Профессор Грищенко не любил профессора Покровского. Немного боялся и всегда подозревал. Подозревал в неискренности, в постоянной, неустанной работе на публику, во лжи. Но, как назло, вот уже второй раз Грищенко набирал вместе с Покровским параллельные мастерские. Нет, они вовсе не ссорились из–за студентов, слишком у них были разные вкусы, но добросердечный Грищенко мучился, видя, как Покровский берет не тех, не тех. Кому рассказать, что в прошлый набор Покровский взял вообще заику? Самое смешное, что в Ленинграде нашелся режиссер, который после диплома пригласил этого заику в свой театр. Оригинальничают господа. Воображают, что учуяли новое время, новое направление в искусстве. Воображают, что сочувствуют новому поколению в штанах с пуговицами у щиколоток с космами до плеч. А Покровский ведет себя так, будто он тоже молоденький. Этакий инфантильный и безответственный старый парень, который, задрав штаны, бежит за комсомолом.
Разве позволил бы себе Грищенко откровенно спать на консультации? А Покровский дремлет, да еще уверяет, что нужных ему людей не проспит. Нужные ему люди - всегда какие–то монстры, либо страшные внешне, либо с такими манерочками, что только диву даешься.
- Ни одного, - сказал Покровский после того, как кончилась очередная десятка.
- Позвольте, а Богданова… - возразил Грищенко.
- Да зачем она вам? Она же полная идиотка!
- Как вы могли увидеть, что она идиотка, если даже не открывали глаз?
- Я слышал. Интонации детского сада, интеллекта ноль. Жужжала, жужжала над ухом… Как надоедливая… таракатица… Уверяю вас, ничего из нее не получится.
Спорить пока было бесполезно. Надо подождать, пока Покровского кто–нибудь зацепит, и тогда поторговаться. Дело в том, что двойка по мастерству, поставленная хотя бы одним мастером, автоматически выключает человека из дальнейшего участия в конкурсе. Двойку может поставить не только Покровский, но и Грищенко. Надо только подождать момента. И Грищенко поставил плюс напротив фамилии Богдановой.
- Заходи, следующая десятка! - крикнул ассистент Кирилл.
Вошли еще десять человек. Покровский еле приоткрыл глаза. Зато Грищенко следил за всеми пристально, пытаясь смотреть на вошедших глазами Покровского, чтоб определить, на кого тот может прореагировать. Совершенно ни в какие ворота не лезла одна. Она была так ужасна, что Грищенко засомневался - вряд ли на такую клюнет даже Покровский, есть же, в конце концов, предел.
- Лазукова! - сказал ассистент.
Поднялась красивая длинноногая девочка. Есть на что посмотреть.

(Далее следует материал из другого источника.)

PR #1851, opened 2020-04-28

jodarove:


jodarove:
I added 1c11e50 because i see that with every dependencies update, the package.json is updated with the latest version, even if the semver stated in the package.json is compatible with the update.

is there a special reason to do it?

jodarove:
@ekashida for example: if in your package.json you have `"@types/node": "^13.13.0"`, that matches version `13.13.4`, running `yarn upgrade` only updates the `yarn.lock` does not update the package.json, i need to go manually and update it myself.

PR #1855, opened 2020-04-29
chore: update to rollup 2.7.3

jodarove:

### DIFF
--- a/package.json
+++ b/package.json
@@ -48,7 +48,7 @@
     "lint-staged": "^10.2.0",
     "mime-types": "^2.1.26",
     "prettier": "^2.0.4",
-    "rollup": "^1.32.1",
+    "rollup": "^2.7.3",
     "rollup-plugin-cleanup": "^3.1.1",
     "rollup-plugin-compat": "^0.22.0",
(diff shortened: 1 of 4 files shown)


jodarove:
rollup is not tree-shaking some assertions, especially those that are done within `runWithBoundaryProtection`, example:

```js
  function invokeEventListener(vm, fn, thisValue, event) {
    const {
      callHook,
      owner
    } = vm;
    runWithBoundaryProtection(vm, owner, noop$3, () => {
      // job
      if ("production" !== 'production') {
        assert.isTrue(isFunction(fn), `Invalid event handler for event '${event.type}' on ${vm}.`);
      }

      callHook(thisValue, fn, [event]);
    }, noop$3);
  }
```

diervo:
If we update rollup to 2.x we have to update it everywhere, which will be harder thatn we thoguht.

jodarove:
mmm, interesting, the current rollup `1.32.1` generates the same output.

pmdartus:
@diervo What do you mean that we have to update everywhere? This change looks fine to me.

PR #1858, opened 2020-05-02
refactor(engine): reuse existing types

ekashida:
## Details

Use typescript utility methods to reuse existing types.

These changes came about from the discussion in https://github.com/salesforce/lwc/pull/1847

## GUS work item

W-7391508

### DIFF
--- a/packages/@lwc/engine/src/framework/base-lightning-element.ts
+++ b/packages/@lwc/engine/src/framework/base-lightning-element.ts
@@ -34,7 +34,6 @@ import {
 import { vmBeingConstructed, isBeingConstructed, isInvokingRender } from './invoker';
 import { associateVM, getAssociatedVM, VM } from './vm';
 import { componentValueMutated, componentValueObserved } from './mutation-tracker';
-import { dispatchEvent } from '../env/dom';
 import {
     patchComponentWithRestrictions,
     patchShadowRootWithRestrictions,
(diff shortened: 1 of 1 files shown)


packages/@lwc/engine/src/framework/base-lightning-element.ts
```diff
@@ -299,19 +284,16 @@ function BaseLightningElementConstructor(this: LightningElement) {
...
         // Typescript does not like it when you treat the `arguments` object as an array
         // @ts-ignore type-mismatch;
-        return dispatchEvent.apply(elm, arguments);
+        return elm.dispatchEvent.apply(elm, arguments);
     },
     addEventListener(
-        type: string,
-        listener: EventListener,
-        options?: boolean | AddEventListenerOptions
+        ...[type, listener, options]: Parameters<typeof EventTarget.prototype.addEventListener>
```
ekashida, line 296: Parameter types didn't propagate to any of these prototype methods. I'm guessing we're running into some quirks because we're using prototypal inheritance instead of class inheritance.

packages/@lwc/engine/src/framework/base-lightning-element.ts
```diff
@@ -145,105 +144,91 @@ export interface LightningElementConstructor {
...
-    id: string;
-    accessKey: string;
-    title: string;
-    lang: string;
-    hidden: boolean;
-    draggable: boolean;
-    spellcheck: boolean;
-    tabIndex: number;
+type HTMLElementTheGoodParts = Pick<Object, 'toString'> &
+    Pick<EventTarget, 'dispatchEvent' | 'addEventListener' | 'removeEventListener'> &
```
pmdartus, line 148: Instead of picking methods from the different interfaces, what' do you think of picking them from `HTMLElement` directly ?

packages/@lwc/engine/src/framework/base-lightning-element.ts
pmdartus: I would prefer not to rely on such syntax since the rest params syntax is carried along in the generated code, which is undesirable. I would rather prefer adding the types explicitly than having this in the generated output for performance reasons.

packages/@lwc/engine/src/framework/base-lightning-element.ts
ekashida: I don't mind either way, will make the update.

packages/@lwc/engine/src/framework/base-lightning-element.ts
ekashida: That was my original concern as well but reasoned that these methods were unlikely to be called in a hot path...will revert the changes.

PR #1893, opened 2020-05-26
refactor(engine): VM spring cleaning

pmdartus:
## Details

This PR streamlines the VM creations:
- Removes `UninitalizedVM` type and only use `VM` across the engine.
- Remove unused properties: `isRoot`, `data`
- Centralize all the properties creation in the `createVM` method: `aor`, `tro`.
- Fix misc typings

## GUS work item
W-7391508


packages/@lwc/engine/src/framework/services.ts
```diff
@@ -62,8 +62,8 @@ export function invokeServiceHook(vm: VM, cbs: ServiceCallback[]) {
             `Optimize invokeServiceHook() to be invoked only when needed`
         );
     }
-    const { component, data, def, context } = vm;
+    const { component, def, context } = vm;
     for (let i = 0, len = cbs.length; i < len; ++i) {
-        cbs[i].call(undefined, component, data, def, context);
+        cbs[i].call(undefined, component, {}, def, context);
```
ekashida, line 67: We no longer need to keep the VNodeData in the vm?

- "Стихи о советском паспорте", Маяковский, - сказала она.
Фигура хорошая, дикция безукоризненная. Грищенко радостно кивал девочке в такт стихам, сам не замечая этого.
- Хватит, хватит, - вдруг с какой–то брезгливой интонацией перебил девочку Покровский. - Вы кого из себя изображаете? Маяковского? Так вы на него не похожи. У него не было таких загробных интонаций. Я имел счастье слышать его в молодости и видеть тоже. Не то. Может, почитаете что–нибудь другое?
- Я приготовила это.
- Почитайте то, что вы не готовили. Ну, любое другое стихотворение…
- Я не знаю.
- Как - не знаете? Идете в актрисы с одним стихотворением за душой?
- "Зима. Крестьянин, торжествуя…" - вяло промямлила Лазукова и замолчала. Глаза ее наливались слезами. - Я басню могу…
И она прочитала "Ворону и лисицу", от которой Грищенко уже тошнило, да и Покровского, очевидно, тоже. К сожалению, Лазукова была бездарна как пень. А может быть, это просто влияние Покровского, грустно подумал Грищенко. Умеет Покровский разрушать красивые внешние образы.
- Сядьте, Лазукова. Лагутин! - вызвал Кирилл.